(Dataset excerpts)
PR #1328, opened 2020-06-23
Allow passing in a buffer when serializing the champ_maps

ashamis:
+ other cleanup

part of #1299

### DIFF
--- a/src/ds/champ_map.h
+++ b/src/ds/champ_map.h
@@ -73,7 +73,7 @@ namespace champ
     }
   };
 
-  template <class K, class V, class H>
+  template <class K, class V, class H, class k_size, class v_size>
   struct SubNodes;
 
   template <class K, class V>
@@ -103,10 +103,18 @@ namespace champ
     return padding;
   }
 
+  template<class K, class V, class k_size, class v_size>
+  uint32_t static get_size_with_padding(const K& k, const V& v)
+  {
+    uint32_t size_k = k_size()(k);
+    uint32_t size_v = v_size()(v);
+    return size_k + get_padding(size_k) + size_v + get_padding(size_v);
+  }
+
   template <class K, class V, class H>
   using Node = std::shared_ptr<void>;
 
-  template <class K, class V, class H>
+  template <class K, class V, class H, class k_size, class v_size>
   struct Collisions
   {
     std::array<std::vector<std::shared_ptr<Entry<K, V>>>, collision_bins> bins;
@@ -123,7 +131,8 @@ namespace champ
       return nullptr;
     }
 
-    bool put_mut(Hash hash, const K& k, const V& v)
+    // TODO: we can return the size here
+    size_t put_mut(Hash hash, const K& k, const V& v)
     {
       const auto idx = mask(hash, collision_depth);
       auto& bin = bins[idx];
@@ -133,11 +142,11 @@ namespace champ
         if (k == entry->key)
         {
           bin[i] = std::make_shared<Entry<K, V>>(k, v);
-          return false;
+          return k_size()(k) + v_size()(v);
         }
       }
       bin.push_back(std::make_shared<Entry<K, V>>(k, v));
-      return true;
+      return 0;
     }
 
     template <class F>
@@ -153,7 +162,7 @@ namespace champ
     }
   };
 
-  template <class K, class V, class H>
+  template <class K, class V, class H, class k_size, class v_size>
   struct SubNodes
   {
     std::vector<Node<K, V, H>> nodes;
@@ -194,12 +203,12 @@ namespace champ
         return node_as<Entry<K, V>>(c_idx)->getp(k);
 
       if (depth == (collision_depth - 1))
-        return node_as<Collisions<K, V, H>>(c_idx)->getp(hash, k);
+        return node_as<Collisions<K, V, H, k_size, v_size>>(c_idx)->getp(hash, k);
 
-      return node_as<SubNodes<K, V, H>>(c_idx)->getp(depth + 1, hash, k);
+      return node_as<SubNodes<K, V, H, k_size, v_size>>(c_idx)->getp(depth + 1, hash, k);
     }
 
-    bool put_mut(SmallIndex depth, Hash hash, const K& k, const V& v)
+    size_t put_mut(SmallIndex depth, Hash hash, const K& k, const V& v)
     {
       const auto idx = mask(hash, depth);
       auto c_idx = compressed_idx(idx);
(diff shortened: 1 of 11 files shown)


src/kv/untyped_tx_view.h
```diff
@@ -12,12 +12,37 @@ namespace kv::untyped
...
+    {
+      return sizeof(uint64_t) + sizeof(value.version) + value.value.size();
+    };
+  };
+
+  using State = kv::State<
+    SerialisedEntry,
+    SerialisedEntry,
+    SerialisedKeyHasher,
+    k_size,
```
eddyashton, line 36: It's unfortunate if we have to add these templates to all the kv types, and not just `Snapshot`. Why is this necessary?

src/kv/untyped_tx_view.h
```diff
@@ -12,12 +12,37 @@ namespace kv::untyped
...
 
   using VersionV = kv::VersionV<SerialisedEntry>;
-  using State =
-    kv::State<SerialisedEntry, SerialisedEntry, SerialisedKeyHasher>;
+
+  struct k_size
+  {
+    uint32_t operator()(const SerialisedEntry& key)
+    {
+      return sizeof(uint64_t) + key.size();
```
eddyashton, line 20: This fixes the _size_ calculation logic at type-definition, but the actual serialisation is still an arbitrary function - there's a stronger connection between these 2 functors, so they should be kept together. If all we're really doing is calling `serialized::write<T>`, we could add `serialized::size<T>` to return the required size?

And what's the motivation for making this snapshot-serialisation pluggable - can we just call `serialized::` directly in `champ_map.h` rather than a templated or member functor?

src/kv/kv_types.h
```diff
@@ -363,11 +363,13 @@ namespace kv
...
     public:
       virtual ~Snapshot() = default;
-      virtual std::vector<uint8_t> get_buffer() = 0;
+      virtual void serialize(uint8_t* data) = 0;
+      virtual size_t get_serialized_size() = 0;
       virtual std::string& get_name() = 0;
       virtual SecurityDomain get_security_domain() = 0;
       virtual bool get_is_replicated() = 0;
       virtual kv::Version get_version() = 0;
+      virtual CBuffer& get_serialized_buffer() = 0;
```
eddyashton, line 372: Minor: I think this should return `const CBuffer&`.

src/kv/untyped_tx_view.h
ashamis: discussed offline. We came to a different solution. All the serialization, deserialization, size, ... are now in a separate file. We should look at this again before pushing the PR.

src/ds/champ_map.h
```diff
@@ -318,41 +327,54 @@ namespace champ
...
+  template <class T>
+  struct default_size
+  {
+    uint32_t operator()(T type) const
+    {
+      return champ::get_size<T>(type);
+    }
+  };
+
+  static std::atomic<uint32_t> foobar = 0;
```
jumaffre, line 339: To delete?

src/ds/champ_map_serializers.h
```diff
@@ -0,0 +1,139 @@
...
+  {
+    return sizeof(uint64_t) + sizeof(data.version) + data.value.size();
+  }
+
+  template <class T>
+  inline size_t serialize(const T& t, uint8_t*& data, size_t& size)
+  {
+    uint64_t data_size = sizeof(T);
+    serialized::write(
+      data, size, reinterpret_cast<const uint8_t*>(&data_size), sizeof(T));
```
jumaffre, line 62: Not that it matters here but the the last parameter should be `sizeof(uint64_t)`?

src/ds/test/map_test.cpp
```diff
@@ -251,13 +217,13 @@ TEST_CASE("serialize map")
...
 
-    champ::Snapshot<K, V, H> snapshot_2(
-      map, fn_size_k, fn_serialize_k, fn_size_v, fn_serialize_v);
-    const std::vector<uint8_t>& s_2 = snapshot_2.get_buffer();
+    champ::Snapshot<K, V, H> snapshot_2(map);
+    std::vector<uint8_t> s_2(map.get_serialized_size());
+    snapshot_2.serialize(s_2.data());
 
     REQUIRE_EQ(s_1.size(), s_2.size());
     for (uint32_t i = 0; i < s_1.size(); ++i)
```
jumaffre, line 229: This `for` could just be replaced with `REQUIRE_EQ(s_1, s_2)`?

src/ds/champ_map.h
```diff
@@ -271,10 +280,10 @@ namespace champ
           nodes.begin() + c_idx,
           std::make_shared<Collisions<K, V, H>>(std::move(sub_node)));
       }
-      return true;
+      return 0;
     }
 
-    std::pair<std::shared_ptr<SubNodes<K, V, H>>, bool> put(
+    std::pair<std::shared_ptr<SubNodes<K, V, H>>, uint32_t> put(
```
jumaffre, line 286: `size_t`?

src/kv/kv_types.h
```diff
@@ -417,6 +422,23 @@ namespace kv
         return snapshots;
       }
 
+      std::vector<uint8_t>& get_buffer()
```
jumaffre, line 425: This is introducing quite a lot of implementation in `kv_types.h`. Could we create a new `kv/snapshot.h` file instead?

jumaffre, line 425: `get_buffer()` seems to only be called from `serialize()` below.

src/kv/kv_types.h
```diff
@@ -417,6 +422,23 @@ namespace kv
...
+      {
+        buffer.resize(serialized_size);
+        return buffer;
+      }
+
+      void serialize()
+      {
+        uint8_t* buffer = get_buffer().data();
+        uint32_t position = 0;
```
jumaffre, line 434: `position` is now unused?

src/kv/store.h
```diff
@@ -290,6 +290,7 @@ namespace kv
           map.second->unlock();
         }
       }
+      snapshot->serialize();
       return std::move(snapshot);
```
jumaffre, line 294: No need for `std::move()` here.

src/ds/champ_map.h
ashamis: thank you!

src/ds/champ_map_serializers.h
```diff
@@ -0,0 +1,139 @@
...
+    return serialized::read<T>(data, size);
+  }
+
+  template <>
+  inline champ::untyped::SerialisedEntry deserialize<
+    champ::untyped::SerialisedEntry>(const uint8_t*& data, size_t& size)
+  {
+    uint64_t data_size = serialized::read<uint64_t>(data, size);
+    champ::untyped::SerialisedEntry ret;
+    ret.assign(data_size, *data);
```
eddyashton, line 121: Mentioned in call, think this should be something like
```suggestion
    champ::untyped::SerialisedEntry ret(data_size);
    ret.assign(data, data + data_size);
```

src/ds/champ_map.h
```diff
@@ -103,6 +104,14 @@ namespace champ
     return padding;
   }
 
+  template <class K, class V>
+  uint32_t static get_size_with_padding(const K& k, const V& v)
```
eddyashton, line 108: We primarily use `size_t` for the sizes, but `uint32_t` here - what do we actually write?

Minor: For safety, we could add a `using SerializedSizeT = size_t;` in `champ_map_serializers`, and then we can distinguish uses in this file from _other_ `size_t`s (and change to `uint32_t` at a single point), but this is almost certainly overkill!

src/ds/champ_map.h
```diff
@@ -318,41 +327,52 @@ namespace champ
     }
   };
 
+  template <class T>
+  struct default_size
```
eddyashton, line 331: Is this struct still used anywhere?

*Exercise description*
The answer is the line with "eddyashton, line 108: We" plus every line after it, printed exactly as they appear above.

*Task solution*
eddyashton, line 108: We primarily use `size_t` for the sizes, but `uint32_t` here - what do we actually write?

Minor: For safety, we could add a `using SerializedSizeT = size_t;` in `champ_map_serializers`, and then we can distinguish uses in this file from _other_ `size_t`s (and change to `uint32_t` at a single point), but this is almost certainly overkill!

src/ds/champ_map.h
```diff
@@ -318,41 +327,52 @@ namespace champ
     }
   };
 
+  template <class T>
+  struct default_size
```
eddyashton, line 331: Is this struct still used anywhere?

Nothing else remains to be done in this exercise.